- [Work instruction] Across all the entries below, count each line that holds "opened" and report the figure only.

- [Supplied records]
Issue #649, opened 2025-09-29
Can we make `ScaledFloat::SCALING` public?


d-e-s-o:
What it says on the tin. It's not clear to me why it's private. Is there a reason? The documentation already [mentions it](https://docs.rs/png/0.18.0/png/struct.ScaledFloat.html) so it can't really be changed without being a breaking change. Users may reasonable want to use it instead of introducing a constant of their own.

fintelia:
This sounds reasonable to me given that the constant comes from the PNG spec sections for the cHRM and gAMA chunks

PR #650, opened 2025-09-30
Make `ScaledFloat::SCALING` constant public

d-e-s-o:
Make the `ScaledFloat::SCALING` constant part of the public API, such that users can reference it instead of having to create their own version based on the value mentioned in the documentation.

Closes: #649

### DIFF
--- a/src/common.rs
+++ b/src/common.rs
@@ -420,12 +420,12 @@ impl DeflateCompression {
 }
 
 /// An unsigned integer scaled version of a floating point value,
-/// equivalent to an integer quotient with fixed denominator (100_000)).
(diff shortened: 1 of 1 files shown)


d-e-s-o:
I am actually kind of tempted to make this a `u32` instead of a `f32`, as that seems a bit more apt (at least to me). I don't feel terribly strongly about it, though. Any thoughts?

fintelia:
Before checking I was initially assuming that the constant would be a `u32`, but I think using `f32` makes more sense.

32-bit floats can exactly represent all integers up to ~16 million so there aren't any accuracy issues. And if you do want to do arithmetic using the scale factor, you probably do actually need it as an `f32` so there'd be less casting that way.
---
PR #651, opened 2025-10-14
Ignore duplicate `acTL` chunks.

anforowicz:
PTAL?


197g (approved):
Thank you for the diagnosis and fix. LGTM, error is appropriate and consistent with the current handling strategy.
...
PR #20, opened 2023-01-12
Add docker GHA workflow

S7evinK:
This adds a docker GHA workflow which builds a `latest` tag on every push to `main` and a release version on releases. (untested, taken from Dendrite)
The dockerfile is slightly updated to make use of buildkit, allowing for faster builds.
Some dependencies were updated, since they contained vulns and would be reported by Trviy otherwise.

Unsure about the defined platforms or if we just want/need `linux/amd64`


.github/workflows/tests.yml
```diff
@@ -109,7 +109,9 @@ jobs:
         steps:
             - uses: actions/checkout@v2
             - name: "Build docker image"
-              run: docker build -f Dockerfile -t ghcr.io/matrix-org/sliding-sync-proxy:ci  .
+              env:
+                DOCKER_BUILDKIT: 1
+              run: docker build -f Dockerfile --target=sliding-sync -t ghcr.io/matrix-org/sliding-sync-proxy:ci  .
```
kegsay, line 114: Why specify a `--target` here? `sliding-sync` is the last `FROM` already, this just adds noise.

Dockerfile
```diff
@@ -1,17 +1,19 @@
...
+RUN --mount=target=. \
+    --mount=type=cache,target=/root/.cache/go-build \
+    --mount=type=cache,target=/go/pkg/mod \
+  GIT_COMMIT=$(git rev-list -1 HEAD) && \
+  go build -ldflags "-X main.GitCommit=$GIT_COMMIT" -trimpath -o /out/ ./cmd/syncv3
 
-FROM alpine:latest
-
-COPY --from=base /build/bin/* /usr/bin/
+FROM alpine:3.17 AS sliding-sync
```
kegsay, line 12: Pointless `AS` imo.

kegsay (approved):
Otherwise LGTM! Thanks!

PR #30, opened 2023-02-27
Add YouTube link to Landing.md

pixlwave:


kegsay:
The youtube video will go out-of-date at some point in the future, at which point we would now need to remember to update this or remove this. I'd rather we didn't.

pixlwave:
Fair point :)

- [Written reply] 5